"""

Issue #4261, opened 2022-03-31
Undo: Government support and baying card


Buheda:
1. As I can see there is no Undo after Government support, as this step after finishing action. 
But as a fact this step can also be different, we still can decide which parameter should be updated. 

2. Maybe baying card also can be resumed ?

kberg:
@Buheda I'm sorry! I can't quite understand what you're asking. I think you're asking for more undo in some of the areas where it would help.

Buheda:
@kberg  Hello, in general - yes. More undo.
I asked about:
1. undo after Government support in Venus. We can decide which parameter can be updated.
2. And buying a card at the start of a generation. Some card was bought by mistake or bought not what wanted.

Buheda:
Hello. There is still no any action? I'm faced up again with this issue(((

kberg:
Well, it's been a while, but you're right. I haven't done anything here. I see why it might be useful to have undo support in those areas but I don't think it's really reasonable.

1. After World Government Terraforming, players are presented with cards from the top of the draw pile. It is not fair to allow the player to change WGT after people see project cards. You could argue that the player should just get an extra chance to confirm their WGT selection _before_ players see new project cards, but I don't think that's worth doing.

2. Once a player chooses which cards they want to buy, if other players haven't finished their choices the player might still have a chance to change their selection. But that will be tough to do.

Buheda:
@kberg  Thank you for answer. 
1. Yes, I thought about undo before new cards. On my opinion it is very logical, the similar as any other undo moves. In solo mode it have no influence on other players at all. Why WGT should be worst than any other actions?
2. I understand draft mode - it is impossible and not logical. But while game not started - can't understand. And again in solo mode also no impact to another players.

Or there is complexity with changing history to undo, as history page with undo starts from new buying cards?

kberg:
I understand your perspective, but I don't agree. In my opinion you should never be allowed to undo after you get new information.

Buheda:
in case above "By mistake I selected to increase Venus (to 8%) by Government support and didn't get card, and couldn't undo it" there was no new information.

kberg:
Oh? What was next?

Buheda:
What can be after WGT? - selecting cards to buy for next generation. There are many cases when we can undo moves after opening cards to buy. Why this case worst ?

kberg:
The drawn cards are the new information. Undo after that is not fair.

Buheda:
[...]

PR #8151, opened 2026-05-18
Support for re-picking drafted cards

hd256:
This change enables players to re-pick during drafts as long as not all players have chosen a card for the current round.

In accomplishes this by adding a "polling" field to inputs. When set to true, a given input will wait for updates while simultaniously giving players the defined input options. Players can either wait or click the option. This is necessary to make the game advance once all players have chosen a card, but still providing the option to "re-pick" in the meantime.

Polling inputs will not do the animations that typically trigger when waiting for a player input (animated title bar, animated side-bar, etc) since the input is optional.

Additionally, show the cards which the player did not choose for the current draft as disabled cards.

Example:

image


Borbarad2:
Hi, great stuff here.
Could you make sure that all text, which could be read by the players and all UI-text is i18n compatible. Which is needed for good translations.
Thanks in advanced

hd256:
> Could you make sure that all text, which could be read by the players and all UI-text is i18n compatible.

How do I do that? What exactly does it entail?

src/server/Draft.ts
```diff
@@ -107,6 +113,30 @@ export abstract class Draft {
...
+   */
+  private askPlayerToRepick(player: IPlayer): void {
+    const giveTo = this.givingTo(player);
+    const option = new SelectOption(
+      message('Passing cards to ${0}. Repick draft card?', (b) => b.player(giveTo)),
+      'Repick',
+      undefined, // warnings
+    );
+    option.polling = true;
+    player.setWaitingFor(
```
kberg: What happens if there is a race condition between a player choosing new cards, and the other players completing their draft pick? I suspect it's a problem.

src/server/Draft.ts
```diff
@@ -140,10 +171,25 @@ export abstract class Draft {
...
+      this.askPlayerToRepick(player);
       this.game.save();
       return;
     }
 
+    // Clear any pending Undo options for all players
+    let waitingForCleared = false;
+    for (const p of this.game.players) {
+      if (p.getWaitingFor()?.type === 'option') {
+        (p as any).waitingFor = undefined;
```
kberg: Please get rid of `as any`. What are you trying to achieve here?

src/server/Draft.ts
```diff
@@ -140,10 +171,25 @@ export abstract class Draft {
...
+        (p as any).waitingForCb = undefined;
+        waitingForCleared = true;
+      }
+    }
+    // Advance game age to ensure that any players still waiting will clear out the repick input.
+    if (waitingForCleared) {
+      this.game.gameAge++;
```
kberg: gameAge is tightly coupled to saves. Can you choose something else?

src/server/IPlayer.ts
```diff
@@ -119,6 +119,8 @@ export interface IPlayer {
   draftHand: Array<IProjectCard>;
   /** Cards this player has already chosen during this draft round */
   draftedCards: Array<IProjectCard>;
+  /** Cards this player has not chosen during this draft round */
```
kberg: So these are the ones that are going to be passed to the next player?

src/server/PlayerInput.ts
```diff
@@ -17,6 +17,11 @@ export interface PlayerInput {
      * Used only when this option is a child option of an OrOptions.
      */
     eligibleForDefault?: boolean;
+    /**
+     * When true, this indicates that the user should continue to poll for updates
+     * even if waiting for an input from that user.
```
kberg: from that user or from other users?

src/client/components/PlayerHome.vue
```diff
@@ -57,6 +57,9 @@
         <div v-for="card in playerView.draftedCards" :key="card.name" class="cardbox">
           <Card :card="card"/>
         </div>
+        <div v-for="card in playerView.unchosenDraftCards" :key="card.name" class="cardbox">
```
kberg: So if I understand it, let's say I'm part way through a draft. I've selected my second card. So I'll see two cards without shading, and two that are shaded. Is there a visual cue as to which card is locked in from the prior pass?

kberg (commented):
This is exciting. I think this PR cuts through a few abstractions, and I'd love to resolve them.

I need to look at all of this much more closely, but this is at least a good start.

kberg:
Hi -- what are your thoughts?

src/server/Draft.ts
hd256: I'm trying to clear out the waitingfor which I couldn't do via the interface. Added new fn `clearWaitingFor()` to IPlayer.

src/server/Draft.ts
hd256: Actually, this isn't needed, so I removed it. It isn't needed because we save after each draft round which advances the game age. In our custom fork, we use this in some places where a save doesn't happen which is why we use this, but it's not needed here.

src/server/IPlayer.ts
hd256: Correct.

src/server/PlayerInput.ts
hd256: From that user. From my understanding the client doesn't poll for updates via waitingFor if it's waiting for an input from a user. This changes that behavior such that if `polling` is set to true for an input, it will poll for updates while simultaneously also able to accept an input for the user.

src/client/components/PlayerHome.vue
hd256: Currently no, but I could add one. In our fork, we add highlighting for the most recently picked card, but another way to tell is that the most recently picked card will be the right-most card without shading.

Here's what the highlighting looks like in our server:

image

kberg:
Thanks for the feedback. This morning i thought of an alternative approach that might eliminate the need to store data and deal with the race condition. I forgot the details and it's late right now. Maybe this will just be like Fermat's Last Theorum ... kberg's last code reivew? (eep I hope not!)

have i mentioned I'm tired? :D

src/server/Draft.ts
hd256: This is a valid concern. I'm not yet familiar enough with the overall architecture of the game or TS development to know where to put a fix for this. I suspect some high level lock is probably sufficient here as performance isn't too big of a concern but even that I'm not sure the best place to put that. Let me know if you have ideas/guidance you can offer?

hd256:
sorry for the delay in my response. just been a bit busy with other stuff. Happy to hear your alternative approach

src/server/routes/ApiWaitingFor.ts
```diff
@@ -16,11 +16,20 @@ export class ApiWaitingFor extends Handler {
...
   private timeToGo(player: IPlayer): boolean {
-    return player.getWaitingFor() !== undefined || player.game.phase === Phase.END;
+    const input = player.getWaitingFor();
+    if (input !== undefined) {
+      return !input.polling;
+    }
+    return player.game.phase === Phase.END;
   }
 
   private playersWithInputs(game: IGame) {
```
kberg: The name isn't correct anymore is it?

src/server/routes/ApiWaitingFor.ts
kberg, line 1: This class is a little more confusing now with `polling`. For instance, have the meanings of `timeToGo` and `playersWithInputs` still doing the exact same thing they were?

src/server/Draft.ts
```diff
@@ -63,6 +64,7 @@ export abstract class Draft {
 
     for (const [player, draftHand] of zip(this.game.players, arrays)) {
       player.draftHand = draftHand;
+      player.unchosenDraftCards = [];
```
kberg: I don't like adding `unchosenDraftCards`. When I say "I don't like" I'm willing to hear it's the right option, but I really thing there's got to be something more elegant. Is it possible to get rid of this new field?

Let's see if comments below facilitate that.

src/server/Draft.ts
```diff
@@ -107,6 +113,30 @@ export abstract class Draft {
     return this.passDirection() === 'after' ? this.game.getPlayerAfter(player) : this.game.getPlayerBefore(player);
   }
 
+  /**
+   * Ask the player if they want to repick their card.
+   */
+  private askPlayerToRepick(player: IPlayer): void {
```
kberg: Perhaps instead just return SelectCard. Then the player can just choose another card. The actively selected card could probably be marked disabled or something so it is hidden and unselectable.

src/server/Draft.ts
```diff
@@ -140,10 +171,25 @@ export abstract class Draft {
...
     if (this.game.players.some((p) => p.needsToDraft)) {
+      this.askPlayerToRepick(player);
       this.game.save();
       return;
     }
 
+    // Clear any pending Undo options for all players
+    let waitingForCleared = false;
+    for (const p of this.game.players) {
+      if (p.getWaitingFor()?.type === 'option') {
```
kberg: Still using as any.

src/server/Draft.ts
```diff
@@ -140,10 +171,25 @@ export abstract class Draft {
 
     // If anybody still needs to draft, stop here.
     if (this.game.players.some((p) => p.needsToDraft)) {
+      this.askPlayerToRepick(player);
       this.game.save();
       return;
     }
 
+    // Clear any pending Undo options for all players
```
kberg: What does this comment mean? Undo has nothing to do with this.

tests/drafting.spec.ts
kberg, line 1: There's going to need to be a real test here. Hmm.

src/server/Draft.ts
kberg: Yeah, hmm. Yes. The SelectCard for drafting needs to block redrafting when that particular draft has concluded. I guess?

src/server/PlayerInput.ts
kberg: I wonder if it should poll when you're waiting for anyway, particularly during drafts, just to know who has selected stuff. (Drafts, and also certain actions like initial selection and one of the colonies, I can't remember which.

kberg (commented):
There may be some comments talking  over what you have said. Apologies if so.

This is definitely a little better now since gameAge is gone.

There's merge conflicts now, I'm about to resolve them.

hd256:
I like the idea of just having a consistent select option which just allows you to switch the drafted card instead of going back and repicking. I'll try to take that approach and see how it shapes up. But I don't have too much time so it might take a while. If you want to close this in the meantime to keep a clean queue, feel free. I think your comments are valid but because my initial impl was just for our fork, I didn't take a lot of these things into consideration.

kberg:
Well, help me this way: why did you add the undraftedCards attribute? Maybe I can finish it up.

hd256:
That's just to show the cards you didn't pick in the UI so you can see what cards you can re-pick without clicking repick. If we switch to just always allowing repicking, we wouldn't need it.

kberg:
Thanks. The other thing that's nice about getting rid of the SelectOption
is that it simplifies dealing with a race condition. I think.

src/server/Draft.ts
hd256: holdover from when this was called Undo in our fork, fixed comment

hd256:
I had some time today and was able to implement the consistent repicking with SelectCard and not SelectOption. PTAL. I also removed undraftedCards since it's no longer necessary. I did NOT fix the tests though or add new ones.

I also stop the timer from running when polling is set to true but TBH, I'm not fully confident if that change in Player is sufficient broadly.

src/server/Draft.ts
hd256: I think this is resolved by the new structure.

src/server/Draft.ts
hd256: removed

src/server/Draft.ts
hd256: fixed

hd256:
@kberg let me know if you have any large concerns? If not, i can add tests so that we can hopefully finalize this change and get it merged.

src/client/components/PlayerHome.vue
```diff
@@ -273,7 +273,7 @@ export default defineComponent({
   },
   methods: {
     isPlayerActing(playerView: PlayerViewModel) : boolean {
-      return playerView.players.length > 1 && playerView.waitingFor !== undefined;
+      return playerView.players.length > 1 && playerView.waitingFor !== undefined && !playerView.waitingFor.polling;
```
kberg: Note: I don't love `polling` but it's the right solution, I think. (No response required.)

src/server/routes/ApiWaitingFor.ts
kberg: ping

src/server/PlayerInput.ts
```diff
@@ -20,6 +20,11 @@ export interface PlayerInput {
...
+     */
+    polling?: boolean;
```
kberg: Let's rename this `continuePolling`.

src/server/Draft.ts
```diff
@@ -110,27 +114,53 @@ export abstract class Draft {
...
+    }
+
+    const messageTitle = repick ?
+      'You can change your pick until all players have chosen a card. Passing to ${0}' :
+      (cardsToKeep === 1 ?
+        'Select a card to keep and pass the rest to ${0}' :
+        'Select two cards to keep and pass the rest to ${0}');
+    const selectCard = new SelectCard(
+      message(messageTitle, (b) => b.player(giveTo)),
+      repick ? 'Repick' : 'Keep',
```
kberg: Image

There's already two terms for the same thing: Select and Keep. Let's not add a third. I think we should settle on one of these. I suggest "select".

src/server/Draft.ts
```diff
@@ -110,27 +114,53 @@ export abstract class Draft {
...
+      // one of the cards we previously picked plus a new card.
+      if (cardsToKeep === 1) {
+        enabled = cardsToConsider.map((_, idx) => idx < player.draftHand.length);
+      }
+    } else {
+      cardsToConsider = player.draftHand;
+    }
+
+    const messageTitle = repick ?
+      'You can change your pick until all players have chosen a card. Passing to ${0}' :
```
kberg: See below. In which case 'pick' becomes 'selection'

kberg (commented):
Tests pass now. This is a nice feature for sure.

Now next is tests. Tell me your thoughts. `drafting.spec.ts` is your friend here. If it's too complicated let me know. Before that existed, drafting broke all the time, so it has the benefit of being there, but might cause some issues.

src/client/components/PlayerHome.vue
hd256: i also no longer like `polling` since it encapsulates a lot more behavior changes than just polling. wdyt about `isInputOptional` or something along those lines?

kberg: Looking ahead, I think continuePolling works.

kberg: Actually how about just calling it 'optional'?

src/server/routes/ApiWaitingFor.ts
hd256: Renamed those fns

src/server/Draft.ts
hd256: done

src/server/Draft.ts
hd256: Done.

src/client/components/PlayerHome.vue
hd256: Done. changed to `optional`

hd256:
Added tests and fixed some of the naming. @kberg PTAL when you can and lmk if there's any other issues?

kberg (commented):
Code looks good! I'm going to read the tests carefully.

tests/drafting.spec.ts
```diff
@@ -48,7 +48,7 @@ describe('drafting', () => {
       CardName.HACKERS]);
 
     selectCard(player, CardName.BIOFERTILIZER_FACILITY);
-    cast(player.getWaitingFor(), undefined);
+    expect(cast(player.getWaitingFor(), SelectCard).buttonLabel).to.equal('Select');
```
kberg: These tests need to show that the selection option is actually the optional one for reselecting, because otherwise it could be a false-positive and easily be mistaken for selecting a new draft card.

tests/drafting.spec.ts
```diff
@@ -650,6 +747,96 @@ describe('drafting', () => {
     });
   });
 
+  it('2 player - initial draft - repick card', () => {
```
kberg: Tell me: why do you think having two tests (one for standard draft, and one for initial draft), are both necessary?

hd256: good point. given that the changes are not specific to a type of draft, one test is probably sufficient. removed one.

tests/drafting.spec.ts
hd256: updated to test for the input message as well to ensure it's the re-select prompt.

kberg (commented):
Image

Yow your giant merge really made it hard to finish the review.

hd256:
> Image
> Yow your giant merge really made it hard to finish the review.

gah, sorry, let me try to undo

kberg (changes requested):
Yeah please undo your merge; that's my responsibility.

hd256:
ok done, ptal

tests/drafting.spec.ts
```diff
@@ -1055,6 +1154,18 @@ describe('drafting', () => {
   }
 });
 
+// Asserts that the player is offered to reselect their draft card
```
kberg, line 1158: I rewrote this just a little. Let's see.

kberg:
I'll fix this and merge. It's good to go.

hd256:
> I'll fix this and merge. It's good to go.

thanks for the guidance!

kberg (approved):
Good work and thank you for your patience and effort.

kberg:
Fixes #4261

"""
"""

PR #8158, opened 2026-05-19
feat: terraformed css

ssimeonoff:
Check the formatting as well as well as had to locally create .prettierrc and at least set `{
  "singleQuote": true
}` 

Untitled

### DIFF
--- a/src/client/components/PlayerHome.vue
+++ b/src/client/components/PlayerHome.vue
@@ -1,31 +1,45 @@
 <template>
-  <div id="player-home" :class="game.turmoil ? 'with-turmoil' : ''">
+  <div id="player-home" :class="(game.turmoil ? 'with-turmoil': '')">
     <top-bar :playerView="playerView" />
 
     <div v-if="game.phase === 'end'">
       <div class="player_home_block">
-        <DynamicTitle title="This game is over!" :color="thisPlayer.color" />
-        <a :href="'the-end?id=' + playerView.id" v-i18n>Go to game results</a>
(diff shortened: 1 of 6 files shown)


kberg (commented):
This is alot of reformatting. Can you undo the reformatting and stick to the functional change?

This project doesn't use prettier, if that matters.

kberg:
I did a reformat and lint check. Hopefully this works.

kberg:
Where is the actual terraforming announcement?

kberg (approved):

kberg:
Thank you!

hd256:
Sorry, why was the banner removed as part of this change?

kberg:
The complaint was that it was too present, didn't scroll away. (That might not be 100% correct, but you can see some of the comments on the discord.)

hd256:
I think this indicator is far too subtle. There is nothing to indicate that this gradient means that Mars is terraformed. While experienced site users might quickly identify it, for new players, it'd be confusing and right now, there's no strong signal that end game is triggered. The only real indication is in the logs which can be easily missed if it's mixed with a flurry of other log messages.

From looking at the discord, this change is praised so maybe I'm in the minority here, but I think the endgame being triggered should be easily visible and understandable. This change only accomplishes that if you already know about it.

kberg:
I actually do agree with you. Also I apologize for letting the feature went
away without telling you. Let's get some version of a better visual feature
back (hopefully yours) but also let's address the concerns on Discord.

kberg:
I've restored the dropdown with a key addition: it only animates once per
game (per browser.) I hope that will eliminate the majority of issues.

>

"""
"""

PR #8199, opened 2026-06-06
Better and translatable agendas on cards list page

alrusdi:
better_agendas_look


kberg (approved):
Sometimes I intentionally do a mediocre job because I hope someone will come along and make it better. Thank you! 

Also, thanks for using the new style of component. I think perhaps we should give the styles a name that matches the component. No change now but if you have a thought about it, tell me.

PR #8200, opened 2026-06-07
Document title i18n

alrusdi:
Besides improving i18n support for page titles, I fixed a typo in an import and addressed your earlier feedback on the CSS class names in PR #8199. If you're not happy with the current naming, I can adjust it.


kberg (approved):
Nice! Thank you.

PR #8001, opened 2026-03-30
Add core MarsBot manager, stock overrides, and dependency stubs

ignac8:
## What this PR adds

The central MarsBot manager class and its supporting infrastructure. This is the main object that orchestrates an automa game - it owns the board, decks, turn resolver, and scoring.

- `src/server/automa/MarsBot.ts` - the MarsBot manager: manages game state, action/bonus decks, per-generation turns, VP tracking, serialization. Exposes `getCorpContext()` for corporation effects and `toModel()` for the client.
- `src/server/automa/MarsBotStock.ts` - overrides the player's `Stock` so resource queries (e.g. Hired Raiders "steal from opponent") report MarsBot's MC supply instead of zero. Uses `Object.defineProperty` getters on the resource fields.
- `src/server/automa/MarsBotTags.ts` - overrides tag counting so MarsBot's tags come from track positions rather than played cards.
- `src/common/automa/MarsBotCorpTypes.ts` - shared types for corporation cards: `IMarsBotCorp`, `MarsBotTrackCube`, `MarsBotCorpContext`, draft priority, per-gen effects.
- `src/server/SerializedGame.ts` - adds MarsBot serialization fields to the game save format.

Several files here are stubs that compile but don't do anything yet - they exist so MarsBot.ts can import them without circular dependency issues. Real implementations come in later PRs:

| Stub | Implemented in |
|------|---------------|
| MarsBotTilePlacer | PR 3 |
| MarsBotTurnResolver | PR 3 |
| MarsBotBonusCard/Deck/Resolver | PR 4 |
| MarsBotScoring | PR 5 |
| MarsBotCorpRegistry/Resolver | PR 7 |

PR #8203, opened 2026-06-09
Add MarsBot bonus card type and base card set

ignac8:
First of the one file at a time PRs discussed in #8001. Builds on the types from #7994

"""

WORK INSTRUCTIONS:
Every line in the data above that includes the word "buying" should be copied.

RESULT BELOW:
2. And buying a card at the start of a generation. Some card was bought by mistake or bought not what wanted.
Or there is complexity with changing history to undo, as history page with undo starts from new buying cards?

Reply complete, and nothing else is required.